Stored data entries
--------
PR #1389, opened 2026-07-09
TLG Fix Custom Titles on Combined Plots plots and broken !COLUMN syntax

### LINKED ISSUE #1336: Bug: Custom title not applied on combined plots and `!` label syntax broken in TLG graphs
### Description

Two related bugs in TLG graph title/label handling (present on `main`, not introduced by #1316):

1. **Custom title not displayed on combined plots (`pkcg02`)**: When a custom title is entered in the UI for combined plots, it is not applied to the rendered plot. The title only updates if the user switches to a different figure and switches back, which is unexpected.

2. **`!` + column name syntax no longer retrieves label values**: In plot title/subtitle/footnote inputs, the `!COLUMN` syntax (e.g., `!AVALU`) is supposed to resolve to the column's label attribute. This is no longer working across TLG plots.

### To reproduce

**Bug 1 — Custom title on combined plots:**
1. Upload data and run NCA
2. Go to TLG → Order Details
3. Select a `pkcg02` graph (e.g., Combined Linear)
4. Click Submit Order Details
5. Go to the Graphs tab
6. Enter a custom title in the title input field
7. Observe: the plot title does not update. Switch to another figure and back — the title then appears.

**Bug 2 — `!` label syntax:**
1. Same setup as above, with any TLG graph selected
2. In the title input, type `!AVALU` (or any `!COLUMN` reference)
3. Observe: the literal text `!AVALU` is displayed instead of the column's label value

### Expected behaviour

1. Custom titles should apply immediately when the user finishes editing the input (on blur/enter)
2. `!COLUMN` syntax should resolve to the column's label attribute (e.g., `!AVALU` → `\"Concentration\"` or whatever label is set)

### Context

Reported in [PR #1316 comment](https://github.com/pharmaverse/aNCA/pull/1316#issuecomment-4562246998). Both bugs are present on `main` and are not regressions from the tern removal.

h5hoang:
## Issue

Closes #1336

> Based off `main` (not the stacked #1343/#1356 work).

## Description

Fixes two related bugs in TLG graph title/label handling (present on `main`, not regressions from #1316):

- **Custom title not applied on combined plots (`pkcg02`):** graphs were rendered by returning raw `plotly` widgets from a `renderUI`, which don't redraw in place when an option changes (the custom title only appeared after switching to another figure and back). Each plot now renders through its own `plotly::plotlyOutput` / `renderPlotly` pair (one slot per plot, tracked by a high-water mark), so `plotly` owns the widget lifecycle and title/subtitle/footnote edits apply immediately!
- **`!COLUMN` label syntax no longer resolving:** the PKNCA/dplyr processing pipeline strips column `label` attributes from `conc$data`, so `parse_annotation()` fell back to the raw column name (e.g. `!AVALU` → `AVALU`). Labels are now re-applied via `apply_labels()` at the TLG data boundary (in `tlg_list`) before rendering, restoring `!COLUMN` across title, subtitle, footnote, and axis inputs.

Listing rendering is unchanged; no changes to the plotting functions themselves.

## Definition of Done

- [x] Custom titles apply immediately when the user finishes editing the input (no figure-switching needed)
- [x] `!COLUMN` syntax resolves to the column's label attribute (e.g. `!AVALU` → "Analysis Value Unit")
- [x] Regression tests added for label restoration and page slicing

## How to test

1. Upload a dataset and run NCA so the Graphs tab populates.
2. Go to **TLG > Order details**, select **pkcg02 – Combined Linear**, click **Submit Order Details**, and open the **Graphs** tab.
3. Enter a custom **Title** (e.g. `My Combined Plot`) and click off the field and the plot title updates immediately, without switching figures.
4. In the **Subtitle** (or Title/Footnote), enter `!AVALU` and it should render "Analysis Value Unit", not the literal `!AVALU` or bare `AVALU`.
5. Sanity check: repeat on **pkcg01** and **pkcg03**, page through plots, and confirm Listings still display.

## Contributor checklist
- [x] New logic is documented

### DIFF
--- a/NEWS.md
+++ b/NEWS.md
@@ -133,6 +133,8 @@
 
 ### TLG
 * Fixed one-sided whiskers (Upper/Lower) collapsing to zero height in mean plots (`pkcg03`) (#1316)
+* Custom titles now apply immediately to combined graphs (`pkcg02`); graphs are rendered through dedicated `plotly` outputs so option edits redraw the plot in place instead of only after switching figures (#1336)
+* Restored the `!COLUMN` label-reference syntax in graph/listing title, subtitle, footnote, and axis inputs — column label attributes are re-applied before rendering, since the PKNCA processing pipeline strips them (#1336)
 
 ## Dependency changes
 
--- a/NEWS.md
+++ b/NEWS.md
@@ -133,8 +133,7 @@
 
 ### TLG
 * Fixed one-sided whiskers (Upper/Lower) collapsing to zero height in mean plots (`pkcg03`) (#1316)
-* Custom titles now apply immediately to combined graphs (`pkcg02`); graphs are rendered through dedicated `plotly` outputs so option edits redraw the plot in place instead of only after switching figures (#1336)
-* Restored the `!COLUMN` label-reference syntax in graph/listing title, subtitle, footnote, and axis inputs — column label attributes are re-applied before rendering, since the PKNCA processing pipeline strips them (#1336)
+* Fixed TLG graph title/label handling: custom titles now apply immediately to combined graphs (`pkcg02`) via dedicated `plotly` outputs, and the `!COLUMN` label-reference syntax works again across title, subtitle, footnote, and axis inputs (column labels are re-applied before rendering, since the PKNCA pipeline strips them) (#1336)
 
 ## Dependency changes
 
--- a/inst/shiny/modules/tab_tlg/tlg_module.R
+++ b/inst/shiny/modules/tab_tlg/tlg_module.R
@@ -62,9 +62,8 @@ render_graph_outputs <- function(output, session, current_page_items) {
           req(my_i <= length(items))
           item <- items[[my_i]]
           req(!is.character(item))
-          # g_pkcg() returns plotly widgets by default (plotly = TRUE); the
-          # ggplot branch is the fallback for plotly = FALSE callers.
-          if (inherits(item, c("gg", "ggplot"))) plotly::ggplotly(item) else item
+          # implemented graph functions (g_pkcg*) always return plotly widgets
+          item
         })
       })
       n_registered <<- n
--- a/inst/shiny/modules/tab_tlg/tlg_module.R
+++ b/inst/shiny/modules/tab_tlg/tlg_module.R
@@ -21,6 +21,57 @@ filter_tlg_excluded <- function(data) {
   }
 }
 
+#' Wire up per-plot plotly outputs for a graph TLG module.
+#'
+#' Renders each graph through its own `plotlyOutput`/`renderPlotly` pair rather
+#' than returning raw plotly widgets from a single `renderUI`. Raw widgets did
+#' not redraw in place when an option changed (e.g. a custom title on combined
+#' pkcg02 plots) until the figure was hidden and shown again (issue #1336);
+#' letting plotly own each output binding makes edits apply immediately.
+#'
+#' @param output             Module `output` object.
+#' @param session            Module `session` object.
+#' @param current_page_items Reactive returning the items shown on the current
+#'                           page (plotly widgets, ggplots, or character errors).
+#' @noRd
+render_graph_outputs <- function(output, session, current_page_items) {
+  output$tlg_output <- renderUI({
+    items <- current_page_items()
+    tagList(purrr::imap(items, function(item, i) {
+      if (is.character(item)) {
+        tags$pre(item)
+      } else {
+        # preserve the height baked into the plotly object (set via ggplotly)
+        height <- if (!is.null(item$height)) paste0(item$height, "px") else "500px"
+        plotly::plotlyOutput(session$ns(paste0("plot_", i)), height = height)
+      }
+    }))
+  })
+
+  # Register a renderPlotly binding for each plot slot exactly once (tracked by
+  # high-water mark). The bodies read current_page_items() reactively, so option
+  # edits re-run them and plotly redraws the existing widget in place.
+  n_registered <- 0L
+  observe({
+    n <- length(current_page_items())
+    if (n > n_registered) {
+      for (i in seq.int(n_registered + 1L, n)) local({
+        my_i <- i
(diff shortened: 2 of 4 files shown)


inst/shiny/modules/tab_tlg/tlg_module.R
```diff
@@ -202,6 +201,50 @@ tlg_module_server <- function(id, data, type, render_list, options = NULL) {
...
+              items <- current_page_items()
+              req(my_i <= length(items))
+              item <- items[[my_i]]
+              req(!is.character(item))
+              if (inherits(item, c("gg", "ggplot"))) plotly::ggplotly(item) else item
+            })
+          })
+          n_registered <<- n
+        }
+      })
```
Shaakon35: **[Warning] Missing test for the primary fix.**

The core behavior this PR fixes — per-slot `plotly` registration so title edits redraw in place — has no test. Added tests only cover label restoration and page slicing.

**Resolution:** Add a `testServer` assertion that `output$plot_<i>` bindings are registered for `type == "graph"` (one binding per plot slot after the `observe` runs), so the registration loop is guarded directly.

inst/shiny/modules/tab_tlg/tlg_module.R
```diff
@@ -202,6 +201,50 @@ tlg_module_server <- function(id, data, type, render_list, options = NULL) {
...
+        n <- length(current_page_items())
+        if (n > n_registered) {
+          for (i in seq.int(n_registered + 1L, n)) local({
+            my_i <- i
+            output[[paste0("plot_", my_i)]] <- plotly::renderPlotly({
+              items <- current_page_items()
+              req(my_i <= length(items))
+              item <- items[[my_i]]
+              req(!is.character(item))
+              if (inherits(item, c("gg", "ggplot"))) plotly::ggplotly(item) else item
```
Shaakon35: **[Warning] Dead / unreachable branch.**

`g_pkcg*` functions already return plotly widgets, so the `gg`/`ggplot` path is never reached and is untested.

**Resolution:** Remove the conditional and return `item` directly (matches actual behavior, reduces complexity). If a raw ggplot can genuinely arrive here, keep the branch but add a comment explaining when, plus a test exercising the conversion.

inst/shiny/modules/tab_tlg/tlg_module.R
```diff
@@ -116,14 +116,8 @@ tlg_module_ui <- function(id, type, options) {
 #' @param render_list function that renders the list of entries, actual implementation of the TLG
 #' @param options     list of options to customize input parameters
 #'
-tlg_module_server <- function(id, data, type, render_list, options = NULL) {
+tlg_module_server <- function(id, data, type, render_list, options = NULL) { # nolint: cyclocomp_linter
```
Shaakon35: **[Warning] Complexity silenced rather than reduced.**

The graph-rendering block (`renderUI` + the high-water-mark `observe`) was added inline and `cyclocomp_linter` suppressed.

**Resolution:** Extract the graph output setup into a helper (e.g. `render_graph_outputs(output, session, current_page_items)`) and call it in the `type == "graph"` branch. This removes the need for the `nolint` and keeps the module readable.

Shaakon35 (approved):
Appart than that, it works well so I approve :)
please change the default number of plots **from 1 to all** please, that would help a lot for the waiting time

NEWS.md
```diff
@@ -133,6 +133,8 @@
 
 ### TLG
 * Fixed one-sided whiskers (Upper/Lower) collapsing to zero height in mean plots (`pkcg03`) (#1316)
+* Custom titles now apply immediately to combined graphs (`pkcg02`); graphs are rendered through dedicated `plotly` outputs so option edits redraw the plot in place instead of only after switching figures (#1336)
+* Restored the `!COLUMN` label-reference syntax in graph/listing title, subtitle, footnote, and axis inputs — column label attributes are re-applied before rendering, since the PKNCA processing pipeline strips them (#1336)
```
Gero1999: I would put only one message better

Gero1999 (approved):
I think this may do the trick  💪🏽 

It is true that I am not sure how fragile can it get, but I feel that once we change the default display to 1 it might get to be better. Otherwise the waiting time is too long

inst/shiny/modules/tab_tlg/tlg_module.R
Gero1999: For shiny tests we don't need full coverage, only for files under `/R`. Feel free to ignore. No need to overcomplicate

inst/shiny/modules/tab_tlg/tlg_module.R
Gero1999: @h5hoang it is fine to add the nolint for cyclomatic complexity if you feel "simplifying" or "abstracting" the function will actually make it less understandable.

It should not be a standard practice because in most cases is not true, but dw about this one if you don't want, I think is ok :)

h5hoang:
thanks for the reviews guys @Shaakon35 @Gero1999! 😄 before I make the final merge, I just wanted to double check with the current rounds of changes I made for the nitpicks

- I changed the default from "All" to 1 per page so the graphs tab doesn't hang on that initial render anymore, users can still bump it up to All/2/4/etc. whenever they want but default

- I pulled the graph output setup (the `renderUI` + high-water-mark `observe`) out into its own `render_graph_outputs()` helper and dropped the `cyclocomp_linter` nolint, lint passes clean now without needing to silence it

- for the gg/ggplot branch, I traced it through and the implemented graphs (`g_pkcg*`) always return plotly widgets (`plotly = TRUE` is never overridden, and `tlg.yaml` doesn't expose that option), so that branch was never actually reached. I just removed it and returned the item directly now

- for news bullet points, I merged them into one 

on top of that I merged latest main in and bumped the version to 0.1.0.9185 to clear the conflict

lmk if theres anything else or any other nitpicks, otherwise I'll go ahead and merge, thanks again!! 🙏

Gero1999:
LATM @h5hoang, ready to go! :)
--------
What this task involves:
One number is all the reply should hold: how many lines in these records include the word "ggplotly".

Task solution:
4